2: In stringi::stri_detect_regex(corp_labcon, pattern = paste0(regex_pattern), :
longer object length is not a multiple of shorter object length
> table(corp_labcon$criteria)
no yes
556921 6139
#Second suggestion
> corp_labcon$criteria <- ifelse(stringi::stri_detect_regex(corp_labcon, pattern = paste0(glob2rx(regex_pattern), collapse = "|")), "yes","no")
> table(corp_labcon$criteria)
no
563060
CodePudding user response:
You didn't give a reproducible example, but I will show how it can be done with quanteda and the available corpus data_corpus_inaugural. You can make use of the docvars that you can attach to your corpus. It is just like adding a variable to a data.frame.
With stringi::stri_detect_regex
you look inside each document if any of the looked for words is in the text, if so set the value in the criteria column to yes. Otherwise to no. After that you can use corpus_subset
to create 2 new corpi based on the criteria values. See example code below.
library(quanteda)
# words used in regex selection
regex_pattern <- c("migrant*", "migration*", "asylum*")
# add selection to corpus
data_corpus_inaugural$criteria <- ifelse(stringi::stri_detect_regex(data_corpus_inaugural,
pattern = paste0(regex_pattern,
collapse = "|")),
"yes","no")
# Check docvars and new criteria column
head(docvars(data_corpus_inaugural))
Year President FirstName Party criteria
1 1789 Washington George none yes
2 1793 Washington George none no
3 1797 Adams John Federalist no
4 1801 Jefferson Thomas Democratic-Republican no
5 1805 Jefferson Thomas Democratic-Republican no
6 1809 Madison James Democratic-Republican no
# split corpus into segment 1 and 2
segment1 <- corpus_subset(data_corpus_inaugural, criteria == "yes")

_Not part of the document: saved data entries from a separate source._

PR #3930, opened 2020-09-21
Remove unnecessary branch in .truncate

MasterDuke17:
This fixes the difference between `True.truncate` (which returns True)
and `False.truncate` (which returned 0) so they both return self.

### DIFF
--- a/src/core.c/Real.pm6
+++ b/src/core.c/Real.pm6
@@ -58,7 +58,7 @@ my role Real does Numeric {
     proto method exp(|) {*}
     multi method exp(Real:D: )           { self.Bridge.exp               }
     method truncate(Real:D:) {
-        self == 0 ?? 0 !! self < 0  ?? self.ceiling !! self.floor
+        self < 0  ?? self.ceiling !! self.floor
     }
     method isNaN { Bool::False }
 


lizmat:
@moritz what was your reasoning for the `== 0` branch in 1123ec5cec72bb2b364c23 ?

moritz:
It's too long for me to remember, but I can imagine two possible reasons:

* `.truncate` on any zero always returns an Integer 0 (and not, for example, a Rat)
* To avoid a method call in the zero case.

If it's not desirable, I'm fine with removing it.

lizmat:
Perhaps adding a `multi method truncate(Bool:) { self }` would be more appropriate, taking the "avoiding method call in case of 0" argument?

AlexDaniel (approved):

AlexDaniel:
> Perhaps adding a `multi method truncate(Bool:) { self }` would be more appropriate, taking the "avoiding method call in case of 0" argument?

@lizmat can we please start thinking in terms of edge cases and code complexity? As a rule of thumb, we should be making the logic simpler. Proof: `say Same.truncate; say More.truncate`.

MasterDuke17:
>     * To avoid a method call in the zero case.

FWIW, `sub a($a) { $a == 0 ?? 0 !! $a < 0  ?? $a.ceiling !! $a.floor }; my $b; $b = a(False) for ^1_000_000; say now - INIT now; say $b` takes ~0.2s, but `sub a($a) { $a < 0  ?? $a.ceiling !! $a.floor }; my $b; $b = a(False) for ^1_000_000; say now - INIT now; say $b` takes ~0.095s.

lizmat:
@AlexDaniel can *you* start thinking on replying in a less abrasive way?

Alternate reaction:

@lizmat Have you considered other edge cases and code complexity? As a rule of thumb, we should be making the logic simpler. Proof: `say Same.truncate; say More.truncate`

AlexDaniel:
> Alternate reaction:

Yes, I agree that it sounds better. In my view the issue I mentioned is not isolated to this pull request, and it is also not about any single developer. There is more frustration than abrasiveness, but you're right that I am not good at making that clear.

lizmat (approved):

PR #3938, opened 2020-09-30
Binary release pipeline fixes

patrickbkr:
- Fixes the pipeline on Windows
- Doesn't run spec test. The tests seem to hang or take a very long time on the CI.

### DIFF
--- a/tools/build/binary-release/build-windows.ps1
+++ b/tools/build/binary-release/build-windows.ps1
@@ -45,7 +45,7 @@ nmake install
 CheckLastExitCode
 
 echo "========= Testing Rakudo"
-prove -e ..\install\bin\perl6 -vlr t
+prove -e install\bin\raku -vlr t
 CheckLastExitCode
 
 echo "========= Cloning Zef"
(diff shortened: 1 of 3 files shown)


tools/build/binary-release/build-windows.ps1
```diff
@@ -45,7 +45,8 @@ nmake install
 CheckLastExitCode
 
 echo "========= Testing Rakudo"
-prove -e ..\install\bin\perl6 -vlr t
+rm -r t\spec
+prove -e install\bin\raku.exe -vlr t
```
lizmat, line 49: Also changing `perl6` to `raku.exe` here.  Two questions:

- is this intentional?
- why the `.exe` extension now, and not before on `perl6` ?

patrickbkr: The change to `raku` was intentional. I don't think we'll use the release pipeline for older releases not providing a `raku` executable, so it seems safe to make the move.

I'm not entirely sure anymore, but I vaguely recall `prove` not finding the executable without the `.exe` suffix. As to how it worked before - I can't tell. I'll give it a quick try what happens without the `.exe`.

patrickbkr: @lizmat The `.exe` is actually not needed. I removed it.

PR #3939, opened 2020-09-30
Build: A wrong NQP version should abort the build

patrickbkr:
Irrespective of using the `--with-nqp` configure flag a wrong NQP version is always fatal.
@vrurg The original code looked to be on purpose. That's why I'd like your reassurance that there is actually no reason to allow building with a wrong NQP version.

### DIFF
--- a/tools/lib/NQP/Config/Rakudo.pm
+++ b/tools/lib/NQP/Config/Rakudo.pm
@@ -663,7 +663,7 @@ sub gen_nqp {
     return unless defined($gen_nqp) || defined($gen_moar);
 
     {
-        my $user = $options->{'github-user'} // 'perl6';
+        my $user = $options->{'github-user'} // 'Raku';
 
         # Don't expect any specific default commit in nqp/ if the repo is
         # already checked out and we're force-rebuilding.
--- a/tools/lib/NQP/Config/Rakudo.pm
+++ b/tools/lib/NQP/Config/Rakudo.pm
@@ -643,18 +643,15 @@ sub gen_nqp {
 
         unless ( $force_rebuild
             || !$nqp_have
-            || $nqp_ver_ok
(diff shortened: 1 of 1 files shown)


vrurg:
I'm on vacation until Monday. Keeping my eye on notifications, but that's all I can until then.

vrurg (changes requested):
As long as I remember the purpose of using a warning is to make bisection of a regression in NQP possible when the bug is only revealing itself in a particular version of Rakudo. I relied on this for at least one time.

Overall, I think it's a good idea to fail upon incorrect NQP version which would prevent a number of bug reports from newbies. But the change must be accompanied with an option to turn the failure into a warning again would it ever be required. This way we'd achieve more user friendliness without prohibiting more sophisticated use cases.

tools/lib/NQP/Config/Rakudo.pm
```diff
@@ -665,7 +662,7 @@ sub gen_nqp {
 
     return unless defined($gen_nqp) || defined($gen_moar);
 
-    if ( defined $gen_nqp || defined $gen_moar ) {
+    {
         my $user = $options->{'github-user'} // 'perl6';
```
vrurg, line 666: BTW, isn't it time to replace _'perl6'_ with _'Raku'_?

patrickbkr: Done.

patrickbkr:
@vrurg I now made it listen to the `--ignore-errors` flag and depending on that either `note` or fail. Is that what you had in mind?

vrurg (approved):

vrurg:
Hm, I was certain I have replied and approved recently.

I thought about this to be a special case requiring a specialized option. But `ignore-errors` would probably be ok too.

PR #3940, opened 2020-09-30
Force "id" command to use POSIX locale

### LINKED ISSUE #3927: $*USER and $*GROUP gives Nil output with different locales
## The Problem
$*USER and $*GROUP return Nil when using non-English locale (zh_TW.UTF-8 and maybe others). This looks to be caused by the `id` command being used in Process.pm6. The `id` output on my machine, which uses the zh_TW.UTF-8 locale, produces the output:

    使用者id=1000(rypervenche) id群組=1000(rypervenche) 組=1000(rypervenche),10(wheel),18(audio),27(video)

The problem code can be found [here](https://github.com/rakudo/rakudo/blob/master/src/core.c/Process.pm6#L81).
## Expected Behavior
$*USER and $*GROUP should output actual username and group.
## Actual Behavior

$*USER and $*GROUP return Nil.

## Steps to Reproduce

1. Generate zh_TW.UTF-8 locale (varies by distro)
2. `LANG="zh_TW.UTF-8" raku -e 'say $*USER; say $*GROUP'`

## Environment
* Operating system: Gentoo Linux Testing
This is Rakudo version 2020.08.2 built on MoarVM version 2020.08
implementing Raku 6.d.

rypervenche:
This is a temporary workaround to ensure that $*USER and $*GROUP don't
return Nil on non-English locales.

Resolves #3927.

### DIFF
--- a/src/core.c/Process.pm6
+++ b/src/core.c/Process.pm6
@@ -77,7 +77,7 @@ Rakudo::Internals.REGISTER-DYNAMIC: '$*HOME', {
 
 {
     sub fetch($what) {
-        once if !Rakudo::Internals.IS-WIN && try { qx/id/ } -> $id {
+        once if !Rakudo::Internals.IS-WIN && try { qx/LC_MESSAGES=POSIX id/ } -> $id {
             if $id ~~ m/^
               [ uid "=" $<uid>=(\d+) ]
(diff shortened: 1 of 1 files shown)


niner (approved):

lizmat:
Thank you!

PR #3944, opened 2020-10-04
Add Junction.collapse method

lizmat:
Inspired by Wim Vanderbauwhede's The strange case of the greedy junction

  https://wimvanderbauwhede.github.io/articles/greedy-junctions/

The implementation is rather different from the one proposed, but this
should perform a *lot* better.

### DIFF
--- a/src/core.c/Junction.pm6
+++ b/src/core.c/Junction.pm6
@@ -378,6 +378,22 @@ my class Junction { # declared in BOOTSTRAP
         # If we get here, wasn't actually anything to autothread.
         call(|args);
     }
+
+    method collapse(Junction:D:) {
+        if nqp::isgt_i(nqp::elems($!eigenstates),1) {
+            my \type := nqp::atpos($!eigenstates,0).WHAT;
+            my int $i = 0;
+            nqp::while(
+              nqp::islt_i(($i = nqp::add_i($i,1)),nqp::elems($!eigenstates)),
+              nqp::unless(
+                nqp::eqaddr(nqp::atpos($!eigenstates,$i).WHAT,type),
+                return Failure.new("Can't collapse Junction with {type.^name}")
+              )
+            );
+        }
+
+        $!eigenstates.List
+    }
 }
 
 proto sub any(|) is pure {*}


lizmat:
test failures are unrelated

AlexDaniel (changes requested):
It seems to me that the intention behind junctions was that their use would be transparent and you wouldn't need a way to inspect the values, so no way was added originally. This PR adds the ability to extract the values, somehow with a check that all values are of the same type.

Many questions. Why would they need to be of the same type? I don't understand. What does it “collapse”? At first glance the provided gist actually collapses the values, but this PR simply exposes the internal values of a junction.

Moreover, this functionality (whether it collapses or not) adds too much depth on the user's side, possibly introducing more bugs in code that is potentially already buggy due to the use of junctions. The user would need to handle cases of 1 value, more than one value, 0 values, an exception because of differing types (or values), and a yet another edge case of not even getting a junction back (therefore not getting something that has a .collapse method).

This PR as is needs to be modified, but I'd suggest to drop the whole idea of exposing junction values to users.

lizmat:
Did you read Wim Vanderbauwhede's blog post?

AlexDaniel:
Yes.

lizmat:
Then, how do you feel about: https://docs.raku.org/language/faq#index-entry-Junction_(FAQ)

Perhaps we should just make `eigenstates` a public attribute?   It feels strange to me that we on the one hand don't allow access, and on the other hand provide a very badly performing workaround.

AlexDaniel:
@lizmat the FAQ entry does everything it possibly can to discourage it and explain that you're not meant to do that. “If you want to do it anyway, you can *abuse* autothreading for that” – just because you can doesn't mean you should. This PR actually adds something people shouldn't do.

lizmat:
The same discouragement could be moved from the FAQ to the documentation of an `eigenstates` method, and would be more easily found that way.  Clearly, people are asking about this, otherwise it wouldn't be a FAQ.

AlexDaniel:
Please don't add functionality that is inherently discouraged. To me it reads like the provided solution in FAQ is there just to satisfy the curiosity of the users.

vendethiel:
`use MONKEY-SEE-NO-COLLAPSE;`

taboege:
If it is merged, is this only going to be a Rakudo feature or is it planned to become part of the Raku specification?

I always assumed that the insistence that the eigenstates cannot be queried is because implementations should not be restricted to implement junctions as a list of eigenstates. My naïve and layman imagination after watching that one talk by Conway was that junctions would become more than a list with a collapsing mode on Raku compilers targeting quantum computers. But then again, maybe the list-of-eigenstates representation is already effectively required when junctions are so closely associated with "autothreading" behavior.

Anyway, I think my first question still makes sense and is of some mid-term relevance.

lizmat:
Closing this now.  People interested in getting to the eigenstates of an object can use this: https://modules.raku.org/dist/eigenstates

PR #3947, opened 2020-10-07
Make "is rw" on parameters of MAIN worry

lizmat:
As noted in R#3929 by Zoffix++

### DIFF
--- a/src/Perl6/Actions.nqp
+++ b/src/Perl6/Actions.nqp
@@ -4025,9 +4025,18 @@ class Perl6::Actions is HLL::Actions does STDActions {
             ));
         }
 
-        # Set name.
+        # Set name if we have one
         if $<deflongname> {
-            $block.name(~$<deflongname>.ast);
+            my $name := ~$<deflongname>.ast;
+            $block.name($name);
+
+            # Check for 'is rw' parameters if MAIN
+            if $name eq 'MAIN' {
+                for $signature.params.FLATTENABLE_LIST -> $param {
+                    $/.worry("'is rw' on parameters of 'sub MAIN' usually cannot be satisfied.\nDid you mean 'is copy'?")
+                      if $param.rw;
+                }
+            }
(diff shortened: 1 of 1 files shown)


lizmat:
Associated tests: https://github.com/Raku/roast/commit/0ebacd297c

AlexDaniel (changes requested):
This PR assumes that user's don't name their scoped subs as MAIN. Once that's fixed I think it'll be good to go.

See https://gist.github.com/325171801278f97cab41b221a3e28059

lizmat:
AFAIK, there's no way at that stage to find out whether the MAIN sub has a scope that would make it run when called as a script.  That's why I made it a `worry` rather than a `sorry`.  To get rid of the worry, one would have to give the sub a different name.  Which, given the special meaning of MAIN, would be a *good* thing.

AlexDaniel:
If that's a good thing then also giving a worry on any sub called “MAIN” would be more consistent and predictable.

AlexDaniel:
BTW, an interesting bug:
```bash
perl6 -e 'my &MAIN = -> $x { say $x }'
```
```
No such method 'cando' for invocant of type 'Callable'
  in block <unit> at -e line 1
```

lizmat:
>> there's no way at that stage to find out whether the MAIN sub has a scope that would make it run when called as a script

> giving a worry on any sub called “MAIN” would be more consistent and predictable.

So, you want *ANY* script to have this worry??

AlexDaniel:
> So, you want _ANY_ script to have this worry??

I meant any sub that won't be used for command line stuff. Or are you saying that this is not possible to detect either?

lizmat:
> are you saying that this is not possible to detect either?

Yes, at the moment we do this test, I don't think we have enough info to tell whether that MAIN sub will be called as a CLI handler.  At least with my understanding of Actions.nqp  :-)

PR #3948, opened 2020-10-07
sub MAIN: Negation and explicit values with bundling and single param

patrickbkr:
When using the %*SUB-MAIN-OPTS<bundling> option negation and explicit
values are ambiguous when actually bundling multiple params together.

    -abc=foo # a = True, b = True, c = "foo"? a = b = c = "foo"?

When only a single param is given though, there is not ambiguity.

    -a=foo # a = "foo"

This change makes the latter possible.

@Leont I can't select you as a reviewer, but can you also have a look?

### DIFF
--- a/src/core.c/Main.pm6
+++ b/src/core.c/Main.pm6
@@ -80,7 +80,7 @@ my sub RUN-MAIN(&main, $mainline, :$in-as-argsfiles) {
                 # explicit value
                 if nqp::isgt_i(nqp::elems($split),1) {
                     my str $name = nqp::shift($split);
-                    die "Can't combine bundling with explicit arguments" if $bundling && nqp::iseq_s($0.Str, '-');
+                    die "Can't combine bundling with explicit arguments" if $bundling && nqp::iseq_s($0.Str, '-') && $name.chars > 1;
                     %named.push: $name => $1.chars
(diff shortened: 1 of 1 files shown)


src/core.c/Main.pm6
```diff
@@ -89,10 +89,10 @@ my sub RUN-MAIN(&main, $mainline, :$in-as-argsfiles) {
                 # implicit value
                 else {
                     if $bundling && nqp::iseq_s($0.Str, '-') {
-                        die "Can't combine bundling with explicit negation" if $1.chars;
+                        die "Can't combine bundling with explicit negation" if $1.chars && $arg.chars > 1;
```
Leont, line 92: Wouldn't that make more sense as part of the preceding `if` condition?

patrickbkr: @Leont I don't think so. If I would add that to the enclosing `if`, it would fall back to interpreting the parameter as a non-bundled parameter as soon as more than one letter is passed even when it started with a single "-". So `-/abc` would be interpreted as `abc = False`. I'm pretty sure that's not what we want.

Leont (approved):

lizmat (approved):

segment2 <- corpus_subset(data_corpus_inaugural, criteria == "no")
CodePudding user response:
Not sure how your data is organised, but you could try the function grep(). Imagining that the data is a data frame and each line is a text, you could try:
words <- c("migrant", "migration", "asylum")
df[grep(words, df$text),] # This will give you those lines with the words
df[!grep(words, df$text),] # This will give you those lines without the words
Probably though, your data is not structured like this! You should explain better how your data looks like.